J uin 1804. Un mois après les événements éprouvants de La Charette, l'équipage des capitaines Lewis et Clark poursuit l'exploration de l'Ouest américain et ses territoires encore vierges. Les nerfs des divers membres ayant été mis à rude épreuve, le moindre petit tracas a tendance a exacerber et détériorer l'atmosphère déjà pesante. L'irritation s'installe insidieusement quand, soudain, le bateau se trouve stoppé au beau milieu du fleuve par une arche une similaire à celle découverte dans la forêt. La surprise n'est pas encore dissipée qu'une créature monstrueuse, sorte de crapaud géant, surgit des eaux et provoque la débandade. Isolés de chaque côté de la rive, deux groupes ainsi formés vont devoir rivaliser d'ingéniosité, de courage pour se réunir et sauver leur vie, car les épreuves sont loin d'être terminées. Mais le danger pourrait bien venir aussi de l'intérieur...

La "destinée manifeste" est l'idéologie selon laquelle les colons d'Amérique avaient pour vocation de répandre la démocratie et la civilisation parmi les populations dites sauvages, inférieures. Cette mission, en plus de la collecte d'échantillons de faune et de flore locales, a été donnée par le président en place, Jefferson. Basée sur des faits réels, cette série réinterprète l'Histoire comme on le fait en cuisine, en introduisant une bonne dose de fantastique, une cuillerée de frisson et une pincée de gore. Au final, cannibales, zombies, monstres de toutes sortes mais aussi végétaux en folie côtoient des pionniers français, des soldats volontaires et des repris de justice. Il y aurait de quoi avoir une indigestion mais le scénariste Robert Kirkman (Walking dead, Outcast) sait pousser le bouchon juste ce qu'il faut pour éviter le n'importe quoi et faire de ce cocktail un vrai régal. Oui, la mayonnaise est bien ferme, les péripéties déjantées s’enchaînent de façon cohérente et le lecteur en redemande une part.

Dans ce deuxième épisode, une plongée plus profonde dans la psychologie des protagonistes s'effectue. Comme si l'hostilité du milieu était contagieuse, les instincts se libèrent, laissant s'exprimer les braves, mais les pures crapules aussi. L'arc narratif alterne la rédaction du journal de bord et le déroulement chronologique de l'aventure, comme précédemment. Ce procédé permet de s'immerger dans les mentalités de l'époque. Les personnages féminins révèlent leur importance et leurs qualités, la jeune femme indienne notamment, néanmoins ses intentions restent impénétrables. Il n'y a pas de héros à proprement dit, mais une pléiade de rôles, différents, pertinents et intéressants.
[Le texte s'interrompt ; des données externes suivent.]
PR #659, opened 2023-03-02
e2e: remove build tags in provision_*.go files

### LINKED ISSUE #658: e2e test: compile error if only the tag "ibmcloud" is specified
When attempting to run e2e tests for the ibmcloud provider only, I set tag as ibmcloud only:
```
CLOUD_PROVIDER=ibmcloud GOFLAGS="-tags=ibmcloud" make test-e2e
```

However, I got following compile error:
```
test/e2e/provision.go:80:22: undefined: NewAzureCloudProvisioner
test/e2e/provision.go:82:22: undefined: NewLibvirtProvisioner
note: module requires Go 1.18
FAIL	github.com/confidential-containers/cloud-api-adaptor/test/e2e [build failed]
FAIL
```

genjuro214:
Avoid compile error when using tag to filter tests

Fixes #658

Signed-off-by: Lei Li <genjuro214@gmail.com>

### DIFF
--- a/.github/workflows/build.yaml
+++ b/.github/workflows/build.yaml
@@ -37,7 +37,7 @@ jobs:
       - name: Build
         run: |
           # Build each provider separately
-          make GOFLAGS="-tags=${{ matrix.provider }}" build
+          make BUILTIN_CLOUD_PROVIDERS="${{ matrix.provider }}" build
       - name: Test
         run: |
           go install github.com/jstemmer/go-junit-report@v1.0.0
--- a/Makefile
+++ b/Makefile
@@ -8,7 +8,8 @@ ARCH        ?= $(subst x86_64,amd64,$(shell uname -m))
 # Default is dev build. To create release build set RELEASE_BUILD=true
 RELEASE_BUILD ?= false
 CLOUD_PROVIDER ?=
-GOOPTIONS   ?= GOOS=linux GOARCH=$(ARCH)
+GOOPTIONS   ?= GOOS=linux GOARCH=$(ARCH) CGO_ENABLED=0
+GOFLAGS     ?=
 BINARIES    := cloud-api-adaptor agent-protocol-forwarder
 SOURCEDIRS  := ./cmd ./pkg
 PACKAGES    := $(shell go list $(addsuffix /...,$(SOURCEDIRS)))
@@ -17,13 +18,9 @@ SOURCES     := $(shell find $(SOURCEDIRS) -name '*.go' -print)
 TEST_E2E_TIMEOUT ?= 20m
 
 ifeq ($(RELEASE_BUILD),true)
-	# Force static build since libvirt provider is not part of the providers to be built. 
-	GOFLAGS ?= -tags=aws,azure,ibmcloud,vsphere
-	# FIXME: this results in agent-protocol-forwarder having <... CGO_ENABLED=0 CGO_ENABLED=0 ...>
-	# Harmless but still needs a better fix
-	GOOPTIONS += CGO_ENABLED=0
+	BUILTIN_CLOUD_PROVIDERS ?= aws azure ibmcloud vsphere
 else
-	GOFLAGS ?= -tags=aws,azure,ibmcloud,vsphere,libvirt
+	BUILTIN_CLOUD_PROVIDERS ?= aws azure ibmcloud vsphere libvirt
 endif
 
 all: build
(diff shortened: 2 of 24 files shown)


yoheiueda:
Could you add the following build constraint in `test/e2e/provision_libvirt.go`?  

```
//go:build cgo
```

The build tag `cgo` is automatically set only when CGO is enabled. This will be convenient for developers in environments where libvirt library is not available as discussed at https://github.com/confidential-containers/cloud-api-adaptor/pull/618#issuecomment-1437738050

We probably need a new file something like `test/e2e/provision_libvirt_nocgo.go` with the following content.

```
//go:build !cgo

package e2e

func NewLibvirtProvisioner(properties map[string]string) (CloudProvision, error) {
	panic("CGO is not enabled")
}
```

This file will suppress a build error at the `provision.go` when CGO is not enabled. 
https://github.com/confidential-containers/cloud-api-adaptor/blob/8573d8e55a5fd9e89ceb07fc4b5bddcd30659b2a/test/provisioner/provision.go#L82

genjuro214:
@yoheiueda , I have made changes according to your comments above. However, when running e2e with CGO disabled, I encountered the following error:
```
# CGO_ENABLED=0 CLOUD_PROVIDER=ibmcloud make test-e2e
go test -v -tags=aws,azure,ibmcloud,vsphere,libvirt -timeout 20m -count=1 ./test/e2e
# github.com/confidential-containers/cloud-api-adaptor/test/e2e [github.com/confidential-containers/cloud-api-adaptor/test/e2e.test]
test/e2e/libvirt_test.go:23:15: undefined: libvirt.NewConnect
test/e2e/libvirt_test.go:28:38: undefined: libvirt.CONNECT_LIST_DOMAINS_ACTIVE
note: module requires Go 1.18
FAIL	github.com/confidential-containers/cloud-api-adaptor/test/e2e [build failed]
FAIL
```

Do we also need to update the build constraint in `test/e2e/libvirt_test.go`:
```
//go:build libvirt && cgo
```

So that the libvirt tests will not be run with CGO disabled? Is this expected?

yoheiueda:
Oh, yes.

You need to add the same build constraint to `libvirt_test.go`.


```
//go:build cgo
```

If you remove `libvirt` tag from `provision_libvirt.go`, I don't think `libvirt` is necessary in `libvirt_test.go`

genjuro214:
I think `libvirt` is necessary in `libvirt_test.go`, so that we can run libvirt tests only with CGO enabled?
```
CGO_ENABLED=1 GOFLAGS="-tags=libvirt" CLOUD_PROVIDER=libvirt make test-e2e
```

huoqifeng:
@genjuro214 I'm not sure whether we want to remove the build flag because usually the test will be run against a single provider. Maybe an alternative approach is like this https://github.com/confidential-containers/cloud-api-adaptor/blob/staging/cmd/cloud-api-adaptor/cloudmgr/manager.go#L19

huoqifeng:
If the purpose of GetCloudProvisioner factory is intend to remove the build flag, it's OK for me :-) @wainersm

yoheiueda:
> I think `libvirt` is necessary in `libvirt_test.go`, so that we can run libvirt tests only with CGO enabled?
> 
> ```
> CGO_ENABLED=1 GOFLAGS="-tags=libvirt" CLOUD_PROVIDER=libvirt make test-e2e
> ```

Ah, yes. That is correct. Please keep the `libvirt` tag in the file.

BTW, built-in cloud providers are now specified by `BUILTIN_CLOUD_PROVIDERS`. `CLOUD_PROVIDER` does not control the `-tags` option, although directly specifying `GOFLAGS` still works.

https://github.com/confidential-containers/cloud-api-adaptor/pull/654

yoheiueda:
> @genjuro214 I'm not sure whether we want to remove the build flag because usually the test will be run against a single provider.

The current code structure causes a build error when a single cloud provider tag is specified, so I think this PR is valid as a fix for the problem.

>  Maybe an alternative approach is like this https://github.com/confidential-containers/cloud-api-adaptor/blob/staging/cmd/cloud-api-adaptor/cloudmgr/manager.go#L19

I also agree that we should refactor the related code in a similar way, so that a single or subset of cloud providers can be enabled. I think it is OK to refactor the code after this PR is merged.

yoheiueda (approved):
LGTM

huoqifeng (approved):
/lgtm, I'm OK for the fix and let's refactor in later PR, thanks @genjuro214

genjuro214:
Can't rebase and merge due to conflicts. I tried to create a new PR: https://github.com/confidential-containers/cloud-api-adaptor/pull/669
and close this one.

Le style graphique de Matthew Roberts, à rapprocher de celui de Matteo Scalera ou de Sean Murphy, en met pleins les mirettes avec ses détails foisonnants, ses décors et bestiaire inventifs aux couleurs vives. Quelques clins d'œil au folklore mythologique et cinématographique pimentent la lecture. La variété de formats de cases et le découpage dynamique rendent cet univers bien vivant.

Un cran au dessus du premier opus, Amphibiens et insectes, tout en s'autorisant une avancée dans l'intrigue foldingue, met l'accent sur l'humain, ses forces et ses faiblesses en temps de crise.